Many promising athletes from Ghana's tertiary institutions earn scholarships to some of America's top universities where they gain the opportunity to further their careers through school support.
However following completion of collegiate education, former student-athletes who are unable to land support for a professional career, take up careers in more formal or even informal sectors.
This, according to Fuseini, is behind Ghana's failure to annex medals at the Olympics and World Championships since many top athletes 'give up' after college education.
Currently, Ghana has a 'golden era' of athletes; Benjamin Azamati, Joseph Paul Amoah, Deborah Acquah, and Abigail Kwarteng, setting ablaze track and field. The quartet have set new national records in the current NCAA season and with this year's World Athletics Championships and Commonwealth Games fast approaching, Fuseini has urged the government to be proactive to help the athletes annex Gold medals for the country.
"Most of the athletes after completing school, stop sports because they need to feed themselves and pay bills. They can't use the small money they earn to pay for bills, pay for training facilities and coaches. That's why many [Ghanaian] athletes in the US don't continue after completing school.
"But if you look at other countries, like what Nigeria did with Blessing Okagbare, who was supported with $120,000 by the Nigerian government when she completed school. That was the seed money she used and look at how she has propelled Nigerian athletics.

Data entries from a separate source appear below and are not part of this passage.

PR #2388, opened 2022-03-29
[WIP] High-order WENO stencil for horizontal divergence

glwagner:
This PR investigates the possibility of using a convex combination of high-order stencils to calculate horizontal divergence. The goal is to use a stencil for horizontal divergence that tames the omnipresent grid-scale noise in the vertical velocity field in large-scale hydrostatic models.

TODO:

- [ ] Add `divergence` property to `HydrostaticFreeSurfaceModel` and pass stencil info into kernels
- [ ] Update implicit free surface to use the vertical integral of horizontal divergence, rather than vertical integrating the velocity fields separately
- [ ] Fuse `Advection` module into `Operators`? The module `Advection` just defines stencils after all...
- [ ] Implement `UpwindWENO4` and `CenteredWENO5` horizontal divergence stencils


francispoulin:
Very interesting idea. How do you plan to combine the different schemes to get a smooth result?

glwagner:
> Very interesting idea. How do you plan to combine the different schemes to get a smooth result?

We'll use the WENO method, which weights candidate stencils based on a smoothness metric.

francispoulin:
> > Very interesting idea. How do you plan to combine the different schemes to get a smooth result?
> 
> We'll use the WENO method, which weights candidate stencils based on a smoothness metric.

Makes sense, thanks!

glwagner:
> > > Very interesting idea. How do you plan to combine the different schemes to get a smooth result?
> > 
> > 
> > We'll use the WENO method, which weights candidate stencils based on a smoothness metric.
> 
> Makes sense, thanks!

The non-trivial part of the method is to use a non-trivial stencil to reconstruct `u` at the interfaces of tracer cells. For both advection and continuity we use the (trivial) second-order reconstruction

```
u_ijk = u[i, j, k]
```

Yet high-order reconstructions are possible; for example a fourth-order reconstruction (in the x-direction only) is

```
u_ijk = 13/12 * u[i, j, k] - 1/24 * u[i-1, j, k] - 1/24 * u[i+1, j, k]
```

francispoulin:
Seems straightforward and a great idea!

glwagner:
I propose we change the API for vector invariant with WENO interpolation to read something like

```julia
momentum_advection = VectorInvariant(WENO5(), VelocitySmoothness())
```

or something like that. In other words I think the nesting should be reversed: the _first_ question is whether we are using the vector invariant or flux form formulation (flux form is default right now). The _second_ question is how we interpolate vorticity. The _third_ question is the field used in the smoothness metric.

I also think we should disentangle the smoothness indicators (eg velocity and vorticity) from the WENO5 struct; we can express this concept simply by re-writing the functions to accept two fields: one for reconstruction, and one for smoothness. The default uses the reconstructed field for smoothness. `VectorInvariant` will handle passing vorticity or velocity into those kernels.

simone-silvestri:
I think smoothness will be applied only to WENO so probably it makes sense to keep it inside the advection scheme?

glwagner:
> I think smoothness will be applied only to WENO so probably it makes sense to keep it inside the advection scheme?

good point

simone-silvestri:
Not so sure about that. It is a quite experimental idea so I think it should be a feature which is not to be abused. Also, in case of a `VelocityStencil` (or how we want to call it), we also have a different way of calculating the stencil that requires different boundary treatment (see `conditional_fluxes.jl`), so I would be cautious to generalize this

glwagner:
> Not so sure about that. It is a quite experimental idea so I think it should be a feature which is not to be abused.

Hopefully this change will make it easier to remove the feature?

glwagner:
Inspired by @simone-silvestri 's concerns, I'm wondering if what we need is actually a more robust system for specifying advection schemes in general (not just `VectorInvariant`), and controlling the behavior of the advective term. Perhaps something like:

```julia
""" Specifies a reconstruction scheme for fluxes of the form u * c,
where u is the `advecting_velocity` and c is the `advected_quantity` """
struct FluxReconstruction
    advecting_velocity
    advected_quantity
end

struct AdvectionScheme
    formulation # `FluxForm` or `VectorInvariant`
    mass_flux_reconstruction # "cell" or "colocated" reconstruction"; default CenteredSecondOrder
    momentum_flux_reconstruction
    tracer_reconstruction # NamedTuple for each tracer individually.
end
```

glwagner:
> That might be a good way to specify the advection of the complete set of coupled equations. The formulation applies only to momentum, but it is not a problem

I think you're right! Maybe...

```julia
""" Specifies a reconstruction scheme for fluxes of the form u * c,
where u is the `advecting_velocity` and c is the `advected_quantity` """
struct FluxForm
    advecting_velocity
    advected_quantity
end

""" Specifies a reconstruction scheme for the vector invariant formulation of
momentum advection."""
struct VectorInvariant
     vorticity_stencil
     vorticity_reconstruction
     # velocity_stencil?
end

struct UpwindWENOVorticityReconstruction
    scheme
    smoothness
end

struct AdvectionScheme
    mass # TBD... only support CenteredSecondOrder now
    momentum # FluxForm or VectorInvariant
    tracers # NamedTuple of FluxForm
end
```

glwagner:
I'm closing this. I'll open an issue to discuss an advection scheme refactor.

"If we as a state can also support these our athletes to prevent them from working, by providing them with 5,000 a month and say 'don't work, you train between June to August. Get your coaches and enter the competitions you want to enter, but we want you to give us results at the Olympic Games, World Championships and Commonwealth Games. If you don't get the results for us, next time, we won't support you with that kind of funding'," Fuseini said on the JoySports Link.
Azamati and Acquah are only the first Ghanaian athletes to occupy number one and two of their respective disciplines simultaneously, and with the Commonwealth Games as well as world championships on the horizon, Ghana has the best opportunity to end a 56-year wait for a gold medal.
The quest to drive state support starts on May 10, 2022 as JoySports hosts a roundtable with stakeholders and athletes, to carve a strategy for Ghana's gold chase.